(Collected data)
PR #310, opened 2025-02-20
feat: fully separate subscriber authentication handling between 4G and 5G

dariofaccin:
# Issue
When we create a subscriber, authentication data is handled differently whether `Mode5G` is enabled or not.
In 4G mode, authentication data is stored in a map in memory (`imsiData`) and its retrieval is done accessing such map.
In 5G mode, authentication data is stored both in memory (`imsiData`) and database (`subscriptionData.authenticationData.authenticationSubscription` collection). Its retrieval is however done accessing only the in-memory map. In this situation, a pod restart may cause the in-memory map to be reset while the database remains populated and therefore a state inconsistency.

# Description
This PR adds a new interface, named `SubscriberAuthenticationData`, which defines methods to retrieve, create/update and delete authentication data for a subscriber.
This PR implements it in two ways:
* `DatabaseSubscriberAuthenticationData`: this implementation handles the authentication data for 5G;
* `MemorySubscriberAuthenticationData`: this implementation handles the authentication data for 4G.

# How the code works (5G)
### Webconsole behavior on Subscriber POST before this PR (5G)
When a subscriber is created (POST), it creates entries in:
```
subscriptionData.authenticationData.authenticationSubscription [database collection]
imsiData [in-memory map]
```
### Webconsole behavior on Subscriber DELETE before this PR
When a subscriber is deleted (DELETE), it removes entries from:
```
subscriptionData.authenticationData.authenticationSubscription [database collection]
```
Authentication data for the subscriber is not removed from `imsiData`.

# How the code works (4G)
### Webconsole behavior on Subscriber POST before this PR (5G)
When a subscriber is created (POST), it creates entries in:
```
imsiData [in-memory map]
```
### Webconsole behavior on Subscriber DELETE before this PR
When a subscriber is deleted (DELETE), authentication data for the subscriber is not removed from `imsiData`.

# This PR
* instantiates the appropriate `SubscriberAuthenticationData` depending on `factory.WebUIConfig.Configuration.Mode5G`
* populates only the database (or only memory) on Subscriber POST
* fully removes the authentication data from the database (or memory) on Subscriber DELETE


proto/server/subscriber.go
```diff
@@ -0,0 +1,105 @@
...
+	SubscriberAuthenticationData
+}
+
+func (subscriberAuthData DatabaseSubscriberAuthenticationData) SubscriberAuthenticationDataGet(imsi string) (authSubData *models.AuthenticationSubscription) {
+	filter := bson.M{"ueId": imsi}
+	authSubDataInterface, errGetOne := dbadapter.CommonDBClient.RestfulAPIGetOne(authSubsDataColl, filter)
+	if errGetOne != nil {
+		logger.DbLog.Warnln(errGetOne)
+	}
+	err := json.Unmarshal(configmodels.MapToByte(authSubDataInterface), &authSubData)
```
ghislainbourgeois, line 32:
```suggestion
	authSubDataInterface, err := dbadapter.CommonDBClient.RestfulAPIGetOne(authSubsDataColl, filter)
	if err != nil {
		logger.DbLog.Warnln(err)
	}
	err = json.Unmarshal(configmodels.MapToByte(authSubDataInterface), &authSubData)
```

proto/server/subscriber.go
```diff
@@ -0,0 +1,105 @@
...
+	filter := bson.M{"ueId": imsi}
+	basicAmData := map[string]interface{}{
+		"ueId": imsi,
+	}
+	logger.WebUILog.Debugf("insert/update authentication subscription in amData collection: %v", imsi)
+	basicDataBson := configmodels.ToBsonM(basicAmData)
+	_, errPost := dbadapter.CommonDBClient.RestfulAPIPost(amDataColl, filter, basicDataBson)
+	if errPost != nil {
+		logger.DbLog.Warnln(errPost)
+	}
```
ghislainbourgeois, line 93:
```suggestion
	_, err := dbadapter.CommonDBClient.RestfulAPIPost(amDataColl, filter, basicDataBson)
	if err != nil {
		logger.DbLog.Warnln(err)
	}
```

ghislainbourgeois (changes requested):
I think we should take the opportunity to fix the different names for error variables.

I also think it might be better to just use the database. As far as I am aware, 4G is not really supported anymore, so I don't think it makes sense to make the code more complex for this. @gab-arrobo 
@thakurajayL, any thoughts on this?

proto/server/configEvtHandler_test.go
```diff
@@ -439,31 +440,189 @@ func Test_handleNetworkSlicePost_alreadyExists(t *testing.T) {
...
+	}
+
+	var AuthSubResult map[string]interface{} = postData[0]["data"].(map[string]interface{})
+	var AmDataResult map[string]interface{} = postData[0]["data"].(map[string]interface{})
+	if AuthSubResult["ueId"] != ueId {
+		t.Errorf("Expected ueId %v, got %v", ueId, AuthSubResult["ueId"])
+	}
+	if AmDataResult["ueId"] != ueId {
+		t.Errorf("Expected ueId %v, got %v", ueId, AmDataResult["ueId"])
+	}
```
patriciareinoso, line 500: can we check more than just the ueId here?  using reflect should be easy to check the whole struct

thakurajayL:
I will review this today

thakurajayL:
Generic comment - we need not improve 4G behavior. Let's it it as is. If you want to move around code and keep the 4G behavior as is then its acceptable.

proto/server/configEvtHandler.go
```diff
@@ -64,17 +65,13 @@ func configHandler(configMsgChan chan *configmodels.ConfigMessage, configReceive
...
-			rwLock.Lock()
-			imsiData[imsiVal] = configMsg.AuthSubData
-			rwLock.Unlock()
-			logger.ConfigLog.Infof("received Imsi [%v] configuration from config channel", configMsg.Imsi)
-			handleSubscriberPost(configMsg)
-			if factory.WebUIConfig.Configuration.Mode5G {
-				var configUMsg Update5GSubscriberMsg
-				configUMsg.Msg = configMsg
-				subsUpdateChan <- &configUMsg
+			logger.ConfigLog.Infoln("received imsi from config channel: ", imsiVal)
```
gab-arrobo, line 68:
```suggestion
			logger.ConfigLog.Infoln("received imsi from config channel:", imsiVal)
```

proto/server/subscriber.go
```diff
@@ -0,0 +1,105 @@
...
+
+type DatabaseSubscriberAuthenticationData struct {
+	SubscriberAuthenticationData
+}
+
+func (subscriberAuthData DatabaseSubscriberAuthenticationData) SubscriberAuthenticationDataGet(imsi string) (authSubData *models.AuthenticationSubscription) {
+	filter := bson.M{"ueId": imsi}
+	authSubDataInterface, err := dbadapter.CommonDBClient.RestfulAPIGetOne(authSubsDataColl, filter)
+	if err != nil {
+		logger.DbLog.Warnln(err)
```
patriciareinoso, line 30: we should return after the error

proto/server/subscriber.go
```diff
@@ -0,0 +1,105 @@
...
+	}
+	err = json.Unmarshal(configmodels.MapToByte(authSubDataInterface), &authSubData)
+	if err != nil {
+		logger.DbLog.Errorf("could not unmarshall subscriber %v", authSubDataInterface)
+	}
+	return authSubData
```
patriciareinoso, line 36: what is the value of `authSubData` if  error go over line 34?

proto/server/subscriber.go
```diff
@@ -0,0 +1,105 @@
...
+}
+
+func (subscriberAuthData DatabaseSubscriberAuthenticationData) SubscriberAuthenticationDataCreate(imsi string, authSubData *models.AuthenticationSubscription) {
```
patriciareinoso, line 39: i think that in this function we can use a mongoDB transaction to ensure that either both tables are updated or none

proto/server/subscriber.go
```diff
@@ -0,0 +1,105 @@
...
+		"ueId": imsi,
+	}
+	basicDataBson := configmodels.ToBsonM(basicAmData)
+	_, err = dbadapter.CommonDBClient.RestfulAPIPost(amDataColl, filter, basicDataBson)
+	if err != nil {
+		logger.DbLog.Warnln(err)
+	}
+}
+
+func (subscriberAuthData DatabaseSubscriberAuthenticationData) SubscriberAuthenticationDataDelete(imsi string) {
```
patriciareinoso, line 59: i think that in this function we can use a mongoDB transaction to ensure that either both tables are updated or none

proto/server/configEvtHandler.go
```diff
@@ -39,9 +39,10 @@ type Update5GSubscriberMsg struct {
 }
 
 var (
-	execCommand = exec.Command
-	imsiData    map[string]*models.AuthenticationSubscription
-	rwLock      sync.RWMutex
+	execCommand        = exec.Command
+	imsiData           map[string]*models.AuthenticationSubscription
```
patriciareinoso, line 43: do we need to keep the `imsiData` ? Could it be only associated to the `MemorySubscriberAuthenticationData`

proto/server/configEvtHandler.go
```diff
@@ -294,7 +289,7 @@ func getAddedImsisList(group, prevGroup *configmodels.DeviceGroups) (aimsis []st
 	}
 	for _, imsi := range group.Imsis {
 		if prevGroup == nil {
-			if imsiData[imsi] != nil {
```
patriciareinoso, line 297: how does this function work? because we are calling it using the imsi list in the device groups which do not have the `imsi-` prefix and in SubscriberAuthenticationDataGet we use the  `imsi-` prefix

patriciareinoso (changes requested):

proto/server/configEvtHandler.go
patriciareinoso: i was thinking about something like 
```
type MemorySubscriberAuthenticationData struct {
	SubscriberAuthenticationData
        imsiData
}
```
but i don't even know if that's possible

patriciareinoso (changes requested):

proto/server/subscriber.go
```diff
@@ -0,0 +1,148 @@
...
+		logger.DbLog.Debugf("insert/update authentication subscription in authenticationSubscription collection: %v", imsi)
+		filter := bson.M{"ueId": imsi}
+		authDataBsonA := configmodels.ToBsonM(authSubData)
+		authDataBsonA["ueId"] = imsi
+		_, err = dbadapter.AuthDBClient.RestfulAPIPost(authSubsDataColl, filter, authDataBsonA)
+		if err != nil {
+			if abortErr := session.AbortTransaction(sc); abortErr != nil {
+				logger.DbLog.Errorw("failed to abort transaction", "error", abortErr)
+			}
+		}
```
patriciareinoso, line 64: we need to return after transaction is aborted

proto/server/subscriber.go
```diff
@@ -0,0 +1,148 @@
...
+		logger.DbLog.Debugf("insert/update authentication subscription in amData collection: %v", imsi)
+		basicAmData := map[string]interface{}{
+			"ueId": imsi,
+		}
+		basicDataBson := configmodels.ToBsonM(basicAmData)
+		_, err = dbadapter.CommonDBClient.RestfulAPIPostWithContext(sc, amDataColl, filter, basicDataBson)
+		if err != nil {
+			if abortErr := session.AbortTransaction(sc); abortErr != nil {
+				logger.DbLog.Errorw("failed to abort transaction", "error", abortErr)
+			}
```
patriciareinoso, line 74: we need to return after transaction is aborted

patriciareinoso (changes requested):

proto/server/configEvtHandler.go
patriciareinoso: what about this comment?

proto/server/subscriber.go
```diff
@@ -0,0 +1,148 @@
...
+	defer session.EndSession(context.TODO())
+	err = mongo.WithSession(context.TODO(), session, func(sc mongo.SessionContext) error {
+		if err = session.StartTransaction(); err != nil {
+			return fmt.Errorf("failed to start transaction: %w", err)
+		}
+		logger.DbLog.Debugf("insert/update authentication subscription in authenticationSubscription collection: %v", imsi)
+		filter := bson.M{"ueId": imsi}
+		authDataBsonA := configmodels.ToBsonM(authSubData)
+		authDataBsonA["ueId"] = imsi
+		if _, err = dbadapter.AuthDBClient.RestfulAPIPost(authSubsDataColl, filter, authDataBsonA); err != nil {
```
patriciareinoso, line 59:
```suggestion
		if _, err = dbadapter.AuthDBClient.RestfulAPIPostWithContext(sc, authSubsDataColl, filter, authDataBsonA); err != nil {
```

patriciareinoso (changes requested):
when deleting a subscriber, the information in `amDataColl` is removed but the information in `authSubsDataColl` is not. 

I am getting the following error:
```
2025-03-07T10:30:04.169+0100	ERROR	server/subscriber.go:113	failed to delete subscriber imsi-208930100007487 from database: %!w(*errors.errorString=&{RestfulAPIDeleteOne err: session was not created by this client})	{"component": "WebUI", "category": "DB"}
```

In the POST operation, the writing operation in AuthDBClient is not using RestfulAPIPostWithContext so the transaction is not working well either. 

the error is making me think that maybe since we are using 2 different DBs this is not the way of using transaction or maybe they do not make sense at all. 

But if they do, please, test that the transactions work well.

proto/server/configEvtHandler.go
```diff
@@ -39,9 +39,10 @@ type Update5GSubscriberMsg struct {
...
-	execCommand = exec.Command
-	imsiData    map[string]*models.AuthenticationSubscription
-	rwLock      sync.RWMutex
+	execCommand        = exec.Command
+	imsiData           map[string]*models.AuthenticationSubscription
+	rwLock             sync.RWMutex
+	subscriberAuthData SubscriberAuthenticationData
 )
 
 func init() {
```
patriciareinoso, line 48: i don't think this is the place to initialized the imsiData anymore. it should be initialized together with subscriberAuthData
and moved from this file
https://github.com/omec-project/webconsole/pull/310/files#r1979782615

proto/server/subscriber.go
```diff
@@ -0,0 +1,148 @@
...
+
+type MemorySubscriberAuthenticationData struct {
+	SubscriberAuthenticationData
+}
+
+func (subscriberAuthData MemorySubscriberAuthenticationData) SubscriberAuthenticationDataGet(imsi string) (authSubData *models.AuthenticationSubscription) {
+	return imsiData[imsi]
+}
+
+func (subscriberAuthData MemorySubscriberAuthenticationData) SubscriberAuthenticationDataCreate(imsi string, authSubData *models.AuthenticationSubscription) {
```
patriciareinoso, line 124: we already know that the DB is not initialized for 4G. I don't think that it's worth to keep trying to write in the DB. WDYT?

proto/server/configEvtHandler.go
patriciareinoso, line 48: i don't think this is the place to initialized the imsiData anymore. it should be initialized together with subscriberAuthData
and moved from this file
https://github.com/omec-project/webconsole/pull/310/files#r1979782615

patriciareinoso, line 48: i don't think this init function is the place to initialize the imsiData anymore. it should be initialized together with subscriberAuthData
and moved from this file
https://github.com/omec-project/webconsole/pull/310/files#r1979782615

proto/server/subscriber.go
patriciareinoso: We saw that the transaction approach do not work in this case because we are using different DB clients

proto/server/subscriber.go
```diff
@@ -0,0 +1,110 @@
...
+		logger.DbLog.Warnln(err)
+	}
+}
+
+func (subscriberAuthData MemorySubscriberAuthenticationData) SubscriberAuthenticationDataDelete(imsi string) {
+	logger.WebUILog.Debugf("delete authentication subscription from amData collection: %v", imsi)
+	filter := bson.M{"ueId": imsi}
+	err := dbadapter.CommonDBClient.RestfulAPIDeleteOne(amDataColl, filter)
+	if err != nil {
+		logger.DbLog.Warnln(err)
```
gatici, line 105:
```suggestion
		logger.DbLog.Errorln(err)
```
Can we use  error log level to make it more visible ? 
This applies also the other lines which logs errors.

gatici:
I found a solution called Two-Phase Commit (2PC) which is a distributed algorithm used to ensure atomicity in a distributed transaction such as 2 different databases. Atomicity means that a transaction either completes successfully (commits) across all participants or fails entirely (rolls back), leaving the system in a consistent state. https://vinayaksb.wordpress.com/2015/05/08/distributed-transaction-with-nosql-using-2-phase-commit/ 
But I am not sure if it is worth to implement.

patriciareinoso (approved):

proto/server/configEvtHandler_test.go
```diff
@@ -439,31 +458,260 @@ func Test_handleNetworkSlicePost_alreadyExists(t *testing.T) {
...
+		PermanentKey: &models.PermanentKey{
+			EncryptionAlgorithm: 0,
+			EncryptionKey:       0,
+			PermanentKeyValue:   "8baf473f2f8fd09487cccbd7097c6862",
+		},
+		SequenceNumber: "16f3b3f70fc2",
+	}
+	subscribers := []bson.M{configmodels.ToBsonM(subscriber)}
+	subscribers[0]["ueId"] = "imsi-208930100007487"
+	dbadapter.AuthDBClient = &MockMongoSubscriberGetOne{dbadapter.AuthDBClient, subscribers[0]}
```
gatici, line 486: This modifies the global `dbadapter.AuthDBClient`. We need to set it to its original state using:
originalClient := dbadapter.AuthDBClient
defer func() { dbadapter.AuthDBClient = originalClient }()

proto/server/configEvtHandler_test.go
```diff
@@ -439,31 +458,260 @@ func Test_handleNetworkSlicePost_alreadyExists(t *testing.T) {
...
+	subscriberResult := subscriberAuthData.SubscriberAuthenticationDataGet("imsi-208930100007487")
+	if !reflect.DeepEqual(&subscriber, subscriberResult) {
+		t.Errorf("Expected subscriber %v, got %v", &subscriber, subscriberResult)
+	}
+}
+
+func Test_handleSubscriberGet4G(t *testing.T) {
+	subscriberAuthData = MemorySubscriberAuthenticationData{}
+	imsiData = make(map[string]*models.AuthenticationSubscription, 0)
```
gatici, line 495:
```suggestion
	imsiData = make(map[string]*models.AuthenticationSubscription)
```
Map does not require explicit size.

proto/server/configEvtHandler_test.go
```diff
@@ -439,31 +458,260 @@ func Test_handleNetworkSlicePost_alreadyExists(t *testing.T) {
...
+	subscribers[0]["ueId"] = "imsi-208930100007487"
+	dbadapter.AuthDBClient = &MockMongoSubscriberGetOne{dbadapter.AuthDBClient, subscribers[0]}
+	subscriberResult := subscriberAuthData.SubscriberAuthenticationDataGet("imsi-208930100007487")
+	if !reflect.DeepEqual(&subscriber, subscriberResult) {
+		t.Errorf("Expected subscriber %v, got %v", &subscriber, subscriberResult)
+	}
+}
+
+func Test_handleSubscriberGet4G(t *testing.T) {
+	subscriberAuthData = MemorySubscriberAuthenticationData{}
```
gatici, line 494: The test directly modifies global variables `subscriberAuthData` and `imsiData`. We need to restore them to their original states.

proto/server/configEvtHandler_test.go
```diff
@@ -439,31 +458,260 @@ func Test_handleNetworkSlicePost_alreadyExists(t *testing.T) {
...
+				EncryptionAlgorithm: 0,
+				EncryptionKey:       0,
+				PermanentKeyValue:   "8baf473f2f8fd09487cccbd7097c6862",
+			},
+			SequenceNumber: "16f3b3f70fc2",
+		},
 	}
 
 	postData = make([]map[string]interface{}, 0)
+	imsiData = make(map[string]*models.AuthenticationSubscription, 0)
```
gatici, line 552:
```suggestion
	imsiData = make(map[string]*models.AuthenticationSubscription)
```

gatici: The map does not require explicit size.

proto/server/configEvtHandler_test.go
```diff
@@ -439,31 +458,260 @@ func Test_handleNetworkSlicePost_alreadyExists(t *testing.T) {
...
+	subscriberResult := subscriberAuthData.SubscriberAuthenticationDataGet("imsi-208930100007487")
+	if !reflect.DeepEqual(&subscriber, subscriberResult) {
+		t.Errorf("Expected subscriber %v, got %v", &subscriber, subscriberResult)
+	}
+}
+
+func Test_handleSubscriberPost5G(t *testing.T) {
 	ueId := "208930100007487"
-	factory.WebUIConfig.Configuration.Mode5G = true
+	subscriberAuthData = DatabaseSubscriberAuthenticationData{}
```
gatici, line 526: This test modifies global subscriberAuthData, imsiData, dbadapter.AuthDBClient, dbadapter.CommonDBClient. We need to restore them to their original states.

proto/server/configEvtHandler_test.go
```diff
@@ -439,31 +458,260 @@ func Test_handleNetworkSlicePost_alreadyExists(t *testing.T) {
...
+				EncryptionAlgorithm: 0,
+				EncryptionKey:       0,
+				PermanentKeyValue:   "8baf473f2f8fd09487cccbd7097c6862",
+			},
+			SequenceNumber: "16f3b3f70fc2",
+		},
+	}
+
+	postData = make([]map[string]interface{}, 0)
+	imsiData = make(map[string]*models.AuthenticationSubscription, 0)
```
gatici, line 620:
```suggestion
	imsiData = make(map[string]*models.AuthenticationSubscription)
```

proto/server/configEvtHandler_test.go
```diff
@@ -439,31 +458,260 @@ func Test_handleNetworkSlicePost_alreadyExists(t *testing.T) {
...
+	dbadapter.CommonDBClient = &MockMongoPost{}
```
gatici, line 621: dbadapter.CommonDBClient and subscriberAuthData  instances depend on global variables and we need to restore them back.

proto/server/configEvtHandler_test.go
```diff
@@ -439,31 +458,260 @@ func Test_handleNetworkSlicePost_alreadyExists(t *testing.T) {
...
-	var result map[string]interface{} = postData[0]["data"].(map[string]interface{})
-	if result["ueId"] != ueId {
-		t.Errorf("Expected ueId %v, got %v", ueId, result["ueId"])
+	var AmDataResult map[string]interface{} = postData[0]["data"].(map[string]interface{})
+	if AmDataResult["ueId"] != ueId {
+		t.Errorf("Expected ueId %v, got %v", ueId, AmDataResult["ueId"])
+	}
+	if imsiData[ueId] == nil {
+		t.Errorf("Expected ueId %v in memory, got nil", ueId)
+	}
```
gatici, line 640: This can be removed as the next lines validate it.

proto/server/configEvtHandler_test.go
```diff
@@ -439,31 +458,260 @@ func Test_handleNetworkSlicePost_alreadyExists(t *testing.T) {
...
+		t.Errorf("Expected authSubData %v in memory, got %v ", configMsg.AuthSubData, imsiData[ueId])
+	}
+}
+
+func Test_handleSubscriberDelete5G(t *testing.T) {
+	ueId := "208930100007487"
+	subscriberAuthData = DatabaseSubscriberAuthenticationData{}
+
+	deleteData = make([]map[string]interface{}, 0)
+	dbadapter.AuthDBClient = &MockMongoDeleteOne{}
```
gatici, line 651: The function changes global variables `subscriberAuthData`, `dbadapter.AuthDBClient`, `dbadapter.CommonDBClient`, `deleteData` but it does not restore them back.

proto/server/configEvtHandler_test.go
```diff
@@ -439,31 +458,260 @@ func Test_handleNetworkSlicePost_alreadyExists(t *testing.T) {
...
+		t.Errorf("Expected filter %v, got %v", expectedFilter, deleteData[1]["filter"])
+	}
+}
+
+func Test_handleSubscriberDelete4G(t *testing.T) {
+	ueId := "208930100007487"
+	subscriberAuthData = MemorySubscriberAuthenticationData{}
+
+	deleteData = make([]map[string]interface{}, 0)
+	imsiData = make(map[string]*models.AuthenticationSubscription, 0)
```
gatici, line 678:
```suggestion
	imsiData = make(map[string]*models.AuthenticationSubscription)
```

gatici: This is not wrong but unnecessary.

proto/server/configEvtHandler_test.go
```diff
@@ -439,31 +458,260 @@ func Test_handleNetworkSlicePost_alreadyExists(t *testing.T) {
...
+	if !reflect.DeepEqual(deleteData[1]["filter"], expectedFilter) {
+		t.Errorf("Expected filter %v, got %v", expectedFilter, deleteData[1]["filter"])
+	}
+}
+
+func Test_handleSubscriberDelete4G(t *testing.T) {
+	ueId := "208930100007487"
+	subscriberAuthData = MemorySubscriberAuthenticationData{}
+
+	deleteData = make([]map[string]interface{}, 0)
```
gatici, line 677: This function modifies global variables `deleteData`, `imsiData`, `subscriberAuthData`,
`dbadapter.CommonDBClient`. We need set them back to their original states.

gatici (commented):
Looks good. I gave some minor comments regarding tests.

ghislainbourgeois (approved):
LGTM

* * *

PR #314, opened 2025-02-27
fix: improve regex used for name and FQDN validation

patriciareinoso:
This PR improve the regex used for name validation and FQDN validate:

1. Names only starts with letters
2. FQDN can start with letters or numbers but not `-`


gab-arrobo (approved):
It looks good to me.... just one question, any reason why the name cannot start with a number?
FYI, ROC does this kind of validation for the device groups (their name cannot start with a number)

# WHAT IS REQUIRED:
Each line above from the one with "PR #310, opened 2025-02-20" up to and including the one with "instantiates the appropriate" must be set down exactly, and no line outside that span may appear.

# WRITTEN RESPONSE:
PR #310, opened 2025-02-20
feat: fully separate subscriber authentication handling between 4G and 5G

dariofaccin:
# Issue
When we create a subscriber, authentication data is handled differently whether `Mode5G` is enabled or not.
In 4G mode, authentication data is stored in a map in memory (`imsiData`) and its retrieval is done accessing such map.
In 5G mode, authentication data is stored both in memory (`imsiData`) and database (`subscriptionData.authenticationData.authenticationSubscription` collection). Its retrieval is however done accessing only the in-memory map. In this situation, a pod restart may cause the in-memory map to be reset while the database remains populated and therefore a state inconsistency.

# Description
This PR adds a new interface, named `SubscriberAuthenticationData`, which defines methods to retrieve, create/update and delete authentication data for a subscriber.
This PR implements it in two ways:
* `DatabaseSubscriberAuthenticationData`: this implementation handles the authentication data for 5G;
* `MemorySubscriberAuthenticationData`: this implementation handles the authentication data for 4G.

# How the code works (5G)
### Webconsole behavior on Subscriber POST before this PR (5G)
When a subscriber is created (POST), it creates entries in:
```
subscriptionData.authenticationData.authenticationSubscription [database collection]
imsiData [in-memory map]
```
### Webconsole behavior on Subscriber DELETE before this PR
When a subscriber is deleted (DELETE), it removes entries from:
```
subscriptionData.authenticationData.authenticationSubscription [database collection]
```
Authentication data for the subscriber is not removed from `imsiData`.

# How the code works (4G)
### Webconsole behavior on Subscriber POST before this PR (5G)
When a subscriber is created (POST), it creates entries in:
```
imsiData [in-memory map]
```
### Webconsole behavior on Subscriber DELETE before this PR
When a subscriber is deleted (DELETE), authentication data for the subscriber is not removed from `imsiData`.

# This PR
* instantiates the appropriate `SubscriberAuthenticationData` depending on `factory.WebUIConfig.Configuration.Mode5G`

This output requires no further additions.